Ice fishing has a devoted following in Minnesota, where towns of fish houses pop up each winter across the state’s thousands of lakes. Thanks to advances in equipment and the availability of rental fish houses, it’s never been easier to get started in the sport.

But fishing through an 8-inch hole in the ice isn’t the only way to hook a trophy. For anglers seeking a little more variety in their winter-fishing program, Minnesota offers a number of options for open water fishing, even when the majority of lakes in the state are frozen solid.

Like during other times of the year, winter anglers targeting open water can do so from a boat or the shoreline. Whatever their approach, safety must be the key consideration. The water temperature may not be low enough to freeze, but falling in can result in a life-threatening situation. Life jackets are essential.

Assuming you’ve taken the proper precautions, and are dressed sufficiently warmly, it’s time to learn firsthand how enjoyable it can be to spend a winter day on the water. Following are three great places for doing so.

Lake Superior

There are shore-fishing options along the Lake Superior shoreline from Duluth all the way to the state’s border with Canada. While Lake Superior freezes over from time to time, it’s a rarity. As a result, anglers can fish the lake all winter long.

The lake is home to a variety of trout and salmon species, though winter shore anglers focus primarily on steelhead rainbow trout, which are native species, and Kamloops rainbow trout, which are stocked for anglers to catch. Both species remain relatively close to the shoreline throughout the winter, putting them in reach of shore fishermen.

For anyone who wants to learn more about winter shoreline fishing on Lake Superior, look for winter shore casting clinics offered by the Minnesota Steelheader group.

Mississippi River

While backwaters of the Mississippi River freeze during the winter, the main river remains open and provides year-round open-water fishing options to boat and shore anglers alike. From Lock and Dam 1 in Minneapolis all the way south to Lock and Dam 8 in Brownsville, anglers target walleyes and sauger throughout the winter months.

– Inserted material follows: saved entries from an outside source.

PR #862, opened 2024-11-20
Enable ref as valid prop

davesnx:
Depends on #859, that depends on #846 

Allows to have a prop with `~ref`

---

This PR also adds the cleanup function on `ref` as a new constructor: added another "constructor" instead of changing the current callbackRef to avoid a breaking change, we might add deprecations and further cleanup in the future versions to keep those constructors to the minimum


test/Ref__test.re
```diff
@@ -0,0 +1,29 @@
...
+  test("can be passed as prop to a component", () => {
+    let domRef = React.createRef();
+    let container =
+      ReactTestingLibrary.render(
+        <Button_with_ref ref={ReactDOM.Ref.domRef(domRef)}>
+          {React.string("Click me")}
+        </Button_with_ref>,
+      );
+    let button = getByRole("FancyButton", container);
+    expect(button->innerHTML)->toBe("Click me");
```
jchavarri, line 27: Shouldn't we test here something about the `ref`? This test just shows that `Button_with_ref` is rendering ok.

jchavarri (approved):

test/Ref__test.re
davesnx: Sure, added another assertion but didn't want to go to clicks and other events to keep the test simple and fast

jchavarri: Thanks. (I think the expect in line 27 can be removed, because it doesn't test anything related to the ref)

anmonteiro:
context: https://vercel.com/blog/whats-new-in-react-19#ref-as-a-prop

Issue #843, opened 2024-06-27
Very misleading error message if you misuse [@react.component]


Josef-Thorne-A:
If you put [@reason.component] in the wrong location it will give a very confusing and uninformative error. This took me a couple hours to track down properly:

Example of problematic code:
```
[@react.component]`
let (pageState,setPageState) = React.useState(_ => testState);

let make { ...}
```

For me at least in an error message in the associated dune file was given, nowhere near where the issue was -- nor obviously related to incorrect ppx directives:

```
7 |  (preprocess (pps melange.ppx reason-react-ppx)))
                 ^^^^^^^^^^^^^^^^^^^^^^^^^^^^^^^^^^
Fatal error: exception Invalid_argument("react.component calls cannot be destructured."
```

PR #863, opened 2024-11-20
Add test for error on key

davesnx:
Depends on #862 

Minimalist and spiritual successor of https://github.com/reasonml/reason-react/pull/848

Fix https://github.com/reasonml/reason-react/issues/843

Took the chance to cleanup all `raise Invalid_argument` into `Location.raise_errorf` (which isn't ideal from the ppxlib standpoint, since it fails a Parseetree generation and only shows one error) but the refactor to this is massive


davesnx:
Made it depend on #main @jchavarri

PR #880, opened 2025-02-24
Revert https://github.com/reasonml/reason-react/pull/875 

davesnx:
Only updating snapshots to run the CI, I could make the test enable_if based on OCAML version or maybe melange version (?) but still easier to keep main working


davesnx:
Both CIs can pass at the same time with different melange versions, that's a bit unfortunate, can we align on using same versions in CI or branch the CI per melange version? @anmonteiro

anmonteiro:
@davesnx I was thinking we should use the latest (5.0.1) but feel free to use the version you need to unblock you and i'll fix it for the nix build (feel free to merge a PR passing opam and failing nix)

PR #882, opened 2025-02-25
Install melange.5.0.0-52 in CI

davesnx:
- Force development to use melange 5 & ppxlib 0.33 (since we don't use a lock, I prefer to keep dev/test versions using `=`)
- Make tests using merlin more robust by only asserting what's visible on the editor
- Add annotations of broken tests
- Remove locations.t test since ppxlib's driver -dparsetree doesn't print locations when rendering the ast https://github.com/ocaml-ppx/ppxlib/pull/530

The first runs of the CI for this PR will fail, it's all on the schedule


ppx/test/keys.t/run.t
```diff
@@ -110,7 +110,7 @@ __^
 
 <img src={author.Author.imageUrl} />
 ______^
-
+TODO: This is a regression, the type is not correct should be a string
```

The fishing is quite similar to summer river angling in that jigs and minnows fished around wing dams and other structures tend to be productive. Anglers who aren’t picky about what they catch can cast out from shore and catch fish ranging from sauger and walleyes to sheepshead and smallmouth bass. Places where warm-water discharges enter the river can be extremely productive and produce multiple species of fish.

Trout Streams

The bluff country of southeast Minnesota is beautiful at any time of the year, but it is especially picturesque when there’s snow on the ground and the streams are running cold and clear. Few of these streams are big enough for boats (though canoes and kayaks can be used in some areas), so anglers either fish from the shoreline or don a pair of waders and walk in the water.

Southeastern streams are known for their fantastic fishing for brown trout, though anglers should note they aren’t allowed to keep any fish from the streams during the winter months. Check the Minnesota Department of Natural Resources fishing regulations for season dates. The DNR also offers maps that show where winter anglers can fish.

 Tips for Staying Warm

Whereas fish houses can keep ice fishermen warm, open-water winter anglers have no such option. One of the best ways to beat the cold is to stay active, by walking up and down the shoreline, or by taking time to participate in another activity altogether. Geocaching, for example, can be done throughout the year, and no matter where people are fishing, there’s likely a cache to be found nearby. People who really want to have a winter adventure can incorporate winter camping into their fishing trip.